Figure 2. Fluorescence imaging of human esophageal squamous cell carcinoma cell line KYSE270 with GP-HMRG.

(a) In vitro changes in absorption (left) and fluorescence (middle) spectra of GP-HMRG before and after addition of DPP-IV. (b) Confocal fluorescence images at 5 and 60 min after incubation with GP-HMRG (10 μM) in the absence and presence of inhibitor (100 μM). Drastic fluorescence activation of GP-HMRG was observed, and was significantly suppressed by the inhibitor. Scale bars, 100 μm. (c) Confocal fluorescence images of KYSE270 cells which had been pretransfected with siRNAs, followed by application of GP-HMRG (10 μM). Scale bars, 100 μm. (d) Change of fluorescence intensity in KYSE270 cells in (b). Data are mean fluorescence intensities (a.u.) ± SEM.

Figure 3. Fluorescence analysis of freshly resected biopsy samples of ESCCs from patients.

Time-dependent changes in fluorescence intensity in biopsy samples after application of EP-HMRG (50 μM) (32 cancer-positive biopsy samples, red line; 42 cancer-negative biopsy samples, blue line). Mean fluorescence intensities (horizontal line within box), interquartile range (box) and range (error bars) are shown.

Figure 4. Fluorescence and histological analysis of freshly resected human ESCC specimen obtained at operation.

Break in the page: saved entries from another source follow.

PR #2656, opened 2026-07-21
Add unit tests for internal packages

abrarshivani:
## Description

Adds unit tests to raise coverage across the `internal/` packages. This PR is **tests-only** — it contains no production changes. Each package was driven to full statement coverage of every reachable path it owns (both success and error paths), verified with `go test -covermode=count`.

The branch is organized as **one commit per package**, so each can be reviewed independently.

### Packages covered

| Commit | Package | Coverage |
| --- | --- | --- |
| `Add unit tests for internal/info` | `internal/info` | **100%** |
| `Add unit tests for internal/conditions` | `internal/conditions` | `clusterpolicy.go` **100%**, `nvidiadriver.go` **100%** |
| `Add unit tests for internal/nodeinfo` | `internal/nodeinfo` | **100%** |
| `Add unit tests for internal/nvidiadriver ...` | `internal/nvidiadriver` | **98.6%** |
| `Add unit tests for internal/utils` | `internal/utils` | `GetFilesWithSuffix` + object-hash helpers **100%** |
| `Add unit tests for internal/validator ...` | `internal/validator` | **100%** |

- **`internal/info`** — `GetVersionParts` / `GetVersionString`: with/without `gitCommit`, empty/whitespace values, variadic joining, fresh-slice / no-mutation guarantees.
- **`internal/conditions`** — ClusterPolicy and NVIDIADriver updaters: Ready/Error success, type-assertion guard, failed-Get, unknown-status-type default branch, retry-on-conflict, non-conflict update-error propagation, and `status.state` defaulting/preservation. Uses the controller-runtime fake client + interceptors; condition assertions use `cmp.Diff` (ignoring server-set `LastTransitionTime`/`ObservedGeneration`); schemes are built per-test rather than mutating the global client-go scheme. This promotes `github.com/google/go-cmp` to a direct dependency (a test dependency) and vendors `cmp/cmpopts`.
- **`internal/nodeinfo`** — the previously untested `Reset` methods on both filter builders.
- **`internal/nvidiadriver`** — `AssignOwners` error paths (driver-list, node-list, owner-label patch add/remove). The one uncovered line is a defensive nil-`Labels` guard, unreachable because nodes are listed by the GPU-present label and therefore always carry labels.
- **`internal/utils`** — `GetFilesWithSuffix` and the object-hash helpers.
- **`internal/validator`** — `Validate` error paths (driver-list failure, invalid listed selector, node-list failure).

### Out of scope

Two packages touched here also gained new, untested code on `main` after this branch was opened. Covering it is left to follow-up PRs, so the package-level numbers are below 100%:

- `internal/conditions` is **64.6%** overall — `gpucluster.go` (added by #2571) is untested.
- `internal/utils` is **67.2%** overall — `PrependPathListEnvvar`, `SetEnvVar`, and `WriteFileAtomically` are untested. `GetStringHash` is at 75%: its `panic` on a `hasher.Write` error is a deliberate assertion of an invariant and is unreachable by design, so it is left as-is.

The `internal/image` tests that previously lived in this PR have been **dropped**: the `ImagePath` work was split into #2682, which has since merged and already brings `internal/image` to 100%.

### Production changes split out

The small `internal/utils` production cleanups that previously lived here (the `GetFilesWithSuffix` dedupe `break` and the `GetObjectHashIgnoreEmptyKeys` precondition doc) have been **moved to their own PR, #2690**, so this PR stays tests-only. `utils.go` here is unchanged from `main`.

## Checklist

## Testing

Every commit was verified to build and pass independently (`git rebase --exec`), so the branch is bisect-clean:

```
go build ./internal/... ./api/... ./controllers/...
go test ./internal/...
```

Full-branch checks:

```
GOOS=linux go build ./...                    # pathrs-lite is Linux-only
go test ./internal/... ./api/... ./controllers/...
go mod tidy && go mod vendor                 # no diff
GOOS=linux golangci-lint run ./internal/...  # 0 issues
```

### DIFF
--- a/go.mod
+++ b/go.mod
@@ -12,6 +12,7 @@ require (
 	github.com/davecgh/go-spew v1.1.2-0.20180830191138-d8f796af33cc
 	github.com/go-logr/logr v1.4.4
 	github.com/go-logr/zapr v1.3.0
+	github.com/google/go-cmp v0.7.0
 	github.com/onsi/ginkgo/v2 v2.32.0
 	github.com/onsi/gomega v1.42.1
 	github.com/openshift/api v0.0.0-20260727141720-967cc4c36c9b
@@ -72,7 +73,6 @@ require (
 	github.com/go-task/slim-sprig/v3 v3.0.0 // indirect
 	github.com/google/btree v1.1.3 // indirect
 	github.com/google/gnostic-models v0.7.1 // indirect
-	github.com/google/go-cmp v0.7.0 // indirect
 	github.com/google/pprof v0.0.0-20260402051712-545e8a4df936 // indirect
 	github.com/google/uuid v1.6.0 // indirect
 	github.com/huandu/xstrings v1.5.0 // indirect
--- a/internal/conditions/clusterpolicy_test.go
+++ b/internal/conditions/clusterpolicy_test.go
@@ -1,0 +1,232 @@
+/**
+# Copyright (c) NVIDIA CORPORATION.  All rights reserved.
+#
+# Licensed under the Apache License, Version 2.0 (the "License");
+# you may not use this file except in compliance with the License.
+# You may obtain a copy of the License at
+#
+#     http://www.apache.org/licenses/LICENSE-2.0
+#
+# Unless required by applicable law or agreed to in writing, software
+# distributed under the License is distributed on an "AS IS" BASIS,
+# WITHOUT WARRANTIES OR CONDITIONS OF ANY KIND, either express or implied.
+# See the License for the specific language governing permissions and
+# limitations under the License.
+**/
+
+package conditions
+
+import (
+	"context"
+	"errors"
+	"testing"
+
+	"github.com/google/go-cmp/cmp"
+	"github.com/google/go-cmp/cmp/cmpopts"
+	"github.com/stretchr/testify/assert"
+	"github.com/stretchr/testify/require"
+	apierrors "k8s.io/apimachinery/pkg/api/errors"
+	metav1 "k8s.io/apimachinery/pkg/apis/meta/v1"
+	"k8s.io/apimachinery/pkg/runtime"
+	"k8s.io/apimachinery/pkg/runtime/schema"
+	"k8s.io/apimachinery/pkg/types"
+	"sigs.k8s.io/controller-runtime/pkg/client"
+	"sigs.k8s.io/controller-runtime/pkg/client/fake"
+	"sigs.k8s.io/controller-runtime/pkg/client/interceptor"
+
+	nvidiav1 "github.com/NVIDIA/gpu-operator/api/nvidia/v1"
+)
+
+func clusterPolicyScheme(t *testing.T) *runtime.Scheme {
+	t.Helper()
+	s := runtime.NewScheme()
+	require.NoError(t, nvidiav1.AddToScheme(s))
+	return s
+}
+
+func newClusterPolicyClient(t *testing.T, objs ...client.Object) client.Client {
+	t.Helper()
+	b := fake.NewClientBuilder().WithScheme(clusterPolicyScheme(t))
+	if len(objs) > 0 {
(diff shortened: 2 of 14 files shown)


api/nvidia/v1/clusterpolicy_types.go
```diff
@@ -2061,6 +2061,12 @@ func imagePath(repository string, image string, version string, imagePathEnvName
 			crdImagePath = image
 		}
 	} else {
+		// A partial CR spec (repository or image missing) can only produce a
+		// malformed reference such as "/image:tag" or "repo/:tag", so fail fast
+		// with a clear error instead of emitting an invalid image path.
+		if repository == "" || image == "" {
```
tariq1890: This is an update in the validation logic. It should be its own PR so it can be tracked as a update to the validation to the gpu-operator. The test cases covering this change should also be a part of that PR

abrarshivani: Updated. Moved the changes to separate PR here https://github.com/NVIDIA/gpu-operator/pull/2682

tariq1890: Thanks!

internal/utils/utils.go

(a) White-light image (WLI) and lugol dye staining: the pathological diagnosis was 0-I + IIc, 85 mm in size, pT1b. Scale bar, 20 mm. (b) Fluorescence images after spraying EP-HMRG (50 μM) under blue light: a rapid fluorescence increase was observed at the tumor lesion. Scale bar, 20 mm. (c) Histological analysis of boxed regions with strong fluorescence activation (pink box) or with no fluorescence activation (blue box). H&E (upper) and IHC staining for DPP-IV (bottom) revealed that the pink box region consisted of SCCs with strong DPP-IV expression (middle) and the blue box region was normal (right). Magnification ×400. Scale bar, 100 μm.

Figure 5. Fluorescence and histological analysis of freshly resected ESD specimen.

(a) Endoscopic appearance. White light imaging (WLI) shows flat appearance and slight redness (left). Narrow band imaging (NBI) shows a brownish area (middle). Lugol dye shows a well-demarcated unstained area (right). (b) WLI and lugol staining: the pathological diagnosis was 0-IIb, 33 mm in size, pT1a. Scale bar, 10 mm. (c) Fluorescence images after spraying EP-HMRG (50 μM) under blue light: a rapid fluorescent increase was observed in the tumor lesion. Scale bar, 10 mm. (d) Red lines on histological mapping show SCCs and blue lines show no tumor (left). Histological analysis of boxed regions with strong fluorescence activation (pink box) or with no fluorescence activation (blue box). H&E (upper) and IHC staining for DPP-IV (bottom) revealed the pink box region was SCCs (middle) and the blue box region was normal (right). Magnification ×400. Scale bar, 100 μm.